While the court indicated that it would forgive almost everything–except grave and manifest errors–in the commission's substantive analysis because of the need for speed in making merger decisions, the error here was a matter of mandatory procedure, and not of discretion.
“The dividing line seems to be that in situations where the commission has discretion, it is quite difficult for it to exceed that discretion so grossly as to trigger its liability,” Weitbrecht says. “But where the commission has no discretion in applying procedural rules, the standard is more easily met.”
The distinction was to prove fatal to MyTravel's claim.
Human Error
MyTravel based its claim on two allegations. The first was that the commission had erred in its assessment of the transaction's substantive effect on competition, more specifically whether it gave rise to a position of collective dominance in the relevant market. The second attacked the commission's treatment of the commitments offered by MyTravel to remedy its anti-competitive concerns.
Using the same standard for determining liability that it did in Schneider, the court decided that the facts of this case did not merit damages, even though it had overturned the EC's ruling prohibiting the merger.
“MyTravel recognizes that human error is a fact of life, and so you can have two types of mistakes: those within the bounds of the commission's discretion that are nonetheless sufficient to justify annulment; and those that are so far outside the normal bounds of that discretion that they give rise to damages,” says Jean-Fran?ois Bellis, a competition partner at Van Bael & Bellis in Brussels.
In concluding that the commission should not face damages for all erroneous decisions, the court noted that the regulators frequently had to assess complex situations while working under very strict time constraints. Indeed, the court went so far as to say that in these circumstances the commission's margin of discretion was broad enough to permit practices that varied and decisions that were not rigorously consistent across individual cases.
“The message from MyTravel is that when the commission does a good job but just gets it wrong, it will not be liable in damages,” Gilliams says.
Contrary to some of the expectations that flowed from Schneider, then, MyTravel can be seen as an affirmation that the CFI intends to protect the integrity of the European merger control system, which–as the court pointed out–is in the general interest of the EU.
Apples vs. Apples
Critics of MyTravel, however, say that the commission's errors were not sufficiently different from the errors in Schneider to justify what they say are disjointed results.
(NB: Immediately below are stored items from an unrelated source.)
PR #858, opened 2024-12-13
24.12 banlist

talha-ahsan:
This also removes some rotated currents from the ban list


v2/restrictions/standard/standard_ban_list_24_12.json
```diff
@@ -0,0 +1,58 @@
...
+    "ssl_endorsement",
+    "system_seizure",
+    "tithonium",
+    "tributary",
+    "trick_shot",
+    "watch_the_world_burn",
+    "whampoa_reclamation",
+    "world_tree"
+  ],
+  "date_start": "2024-12-12",
```
plural, line 53: should be  2024-12-26

plural (changes requested):

v2/restrictions/standard/standard_ban_list_24_12.json
talha-ahsan: fixed

plural (approved):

But other observers say the problem is with the law, rather than with the court.
“The law demands, in effect, that a party must prove that a legal tort or wrong, not just an error, has occurred in order to recover damages,” Gilliams says.
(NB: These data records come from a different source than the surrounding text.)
PR #621, opened 2018-06-19
Fix CPU leak caused by `time.Tick`

### LINKED ISSUE #620: API cpu utilization pegged
### Expected behavior

the api service should be performant and not consume all available resources.

### Actual behavior

the l0 api service consumes 100% of available cpu shortly after being started. reboots result in the same behavior. changing the api instance type - from t2.small to t2.xlarge - is helping, but it looks like the same trend will be occurring. 

after we have max cpu usage, the api seems far more likely to return the infamous `EOF` error. resulting in failed environments with incorrect state.

let the api run for a day.

v0.10.8 currently. but we've seen since at least v0.10.5

tlake:

`layer0/common/aws/provider/connection.go` contained code for a ticker intended to provide a rate limit for the `l0-api`. However, this resulted in infinitely-growing CPU usage on the AWS instance because:
- A new ticker would be created every time `connection.go::getConfig()` was called
- Using `time.Tick()` instead of `time.NewTicker()` yielded only the ticker - it did not yield a mechanism by which to terminate the ticker.

This PR replaces `time.Tick()` with `time.NewTicker()` in order to obtain the mechanism by which a ticker can be stopped. The ticker - henceforth referred to as the rate limiter - is initialized with a default `time.Duration` value, and control of the rate limiter is passed to outside packages by way of public functions. `api/main.go` and `runner/main.go` now handle the call to `time.ParseDuration()` so that they can return usefully (instead of causing a panic down the line if `time.NewTicker()` is called with `nil`), and they also contain `defer provider.StopRateLimiter()` to make sure that they don't leave dangling resources.

# How should this be tested?

## 1. Deploy
Deploy a new new Layer0 instance with `l0-setup`.
- Source: `github.com/quintilesims/layer0//setup/module?ref=620-api-cpu-utilization`
- Version: `tlake620`
- Key Pair: `xfra-dev`, or whatever key pair you use (necessary if you want to monitor the instance with SSH and htop)

## 2. Monitor
Use one or both methods below to monitor CPU usage of the instance. You can try hammering it with a lot of tasks (`for n in {1..999} ; do echo iter ${n}: $(l0 task create ENVIRONMENT task${n} DEPLOY) ; done`) or services or something. In any event, the CPU should respond accordingly, but - and here's the key - it should always return to consuming barely anything when idle.

If you were to deploy an API of v0.10.4-v0.10.8 and monitored it the same way, you would see the CPU usage floor of an idle API gradually increasing with time; it would grow faster the more AWS calls it had to make.

### AWS Console
- Find the Layer0 API cluster in ECS
- Metrics tab
- CPUUtilization

### SSH and htop
- Modify the Load Balancer for the Layer0 API Service
    - Add a 22:22/TCP listener
    - Add a rule to the Load Balancer's Security Group which allows SSH (port 22) traffic from anywhere
- Run `ssh -i path/to/key-pair.pem ec2-user@${LAYER0_API_ENDPOINT} -o serveraliveinterval=30`
- Run `sudo yum install -y htop`
- Run `htop`
    - Press `F4` and enter `l0` to filter out processes which aren't things like `l0-api` and `l0-runner`

## Some charts
Three-day CPU usage of Layer0 API in v0.10.8:

Three-day CPU usage of Layer0 API in v0.10.8

Three-day CPU usage of Layer0 API with these changes:

Three-day CPU usage of Layer0 API with these changes

# Checklist

- ~[ ] Unit tests~

_I'm actually not sure how best to test this particular behavior, if there's a good way to test it at all._

# Issues

Closes #620.

### DIFF
--- a/common/aws/provider/connection.go
+++ b/common/aws/provider/connection.go
@@ -2,8 +2,10 @@ package provider
 
 import (
 	"fmt"
+	"time"
 
 	"github.com/aws/aws-sdk-go/aws/credentials"
+	"github.com/aws/aws-sdk-go/aws/request"
 	"github.com/aws/aws-sdk-go/aws/session"
 	"github.com/aws/aws-sdk-go/service/autoscaling"
 	"github.com/aws/aws-sdk-go/service/cloudformation"
@@ -53,8 +55,20 @@ var regionIsValid = func(region string) (isValid bool) {
 	return
 }
 
+var ticker *time.Ticker
+
+func init() {
+	delay, err := time.ParseDuration(config.AWSTimeBetweenRequests())
+	if err != nil {
+		return
+	}
+
+	ticker = time.NewTicker(delay)
+}
+
 var getConfig = func(credProvider CredProvider, region string) (sess *session.Session, err error) {
 	fmt.Printf("getConfig called with %v and %v\n", credProvider, region)
+	fmt.Printf("ticker: %v\n", ticker)
 	if !regionIsValid(region) {
 		err = fmt.Errorf("Region '%s' is not a valid region!", region)
 		return
@@ -72,6 +86,9 @@ var getConfig = func(credProvider CredProvider, region string) (sess *session.Se
 
 	creds := credentials.NewStaticCredentials(access_key, secret_key, "")
 	sess = session.New(config.GetAWSConfig(creds, config.AWSRegion()))
+	sess.Handlers.Send.PushBack(func(r *request.Request) {
+		<-ticker.C
+	})
 
 	return
 }
--- a/common/aws/provider/connection.go
+++ b/common/aws/provider/connection.go
@@ -2,10 +2,8 @@ package provider
 
 import (
 	"fmt"
-	"time"
 
 	"github.com/aws/aws-sdk-go/aws/credentials"
-	"github.com/aws/aws-sdk-go/aws/request"
 	"github.com/aws/aws-sdk-go/aws/session"
 	"github.com/aws/aws-sdk-go/service/autoscaling"
 	"github.com/aws/aws-sdk-go/service/cloudformation"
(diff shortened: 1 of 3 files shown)


common/aws/provider/connection.go
```diff
@@ -55,6 +55,17 @@ var regionIsValid = func(region string) (isValid bool) {
 	return
 }
 
+var Ticker *time.Ticker
+
+func init() {
```
diemonster: I'm kind of surprised at how infrequently we use this pattern. This seems like a perfect use case.

common/aws/provider/connection.go
```diff
@@ -55,6 +55,17 @@ var regionIsValid = func(region string) (isValid bool) {
...
+	delay, err := time.ParseDuration(config.AWSTimeBetweenRequests())
```
zpatrick: It would be better to fail in main and give a good error than to return early here and have the program crash later. 

Let's add some methods for other packages to manage this variable, but initialize it with a default.
I also think it is better to use variables describing what this object _does_ as opposed to what this object _is_, e.g.
```go
const DefaultRateLimit = time.XXX

var rateLimiter = time.NewTicker(DefaultRateLimit)

func ResetRateLimiter(rate time.Duration) {
    rateLimiter.Stop()
    rateLimiter = time.NewTicker(rate)
}

func StopRateLimiter() {
    rateLimiter.Stop()
}
```

zpatrick: FWIW, these suggestions are essentially all hacks. The real problem is that each aws api call uses `getConnection` each time, which is totally unnecessary. The "good" solution here is to remove that from each api call, and then allow `main` to pass in a `time.Ticker` as the rate limiter when constructing the aws api provider. However, that's a lot more work for a tiny win.

tlake: If we're giving the ticker a default and managing it from outside, I think I can take the `init()` function back out.

common/aws/provider/connection.go
tlake: It does, although zpatrick's recent suggestions have made `init()` unnecessary again. xD

I'm still glad that I've learned about it, though.

diemonster:
Current error I'm getting while testing:
`ServerError (code=21) Failed to start task: RESOURCE:MEMORY`

This is after about 55 tasks have been submitted in ~3 mins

The upshot, Gilliams maintains, is that merger parties don't have any protection when they're negotiating with the commission.
“If the commission gets it wrong, it will probably take a year and a half to have the prohibition reversed in court, and I never met a client willing to keep the transaction alive that long unless there was a reasonable possibility of compensation for the commission's error,” he says.
What Gilliams suggests is a no-fault compensation scheme where the EC has made an error that doesn't attract damages.
“That's not necessarily the best outcome, but it may be the only solution for companies that must invest enormous amounts in setting up mergers,” he says.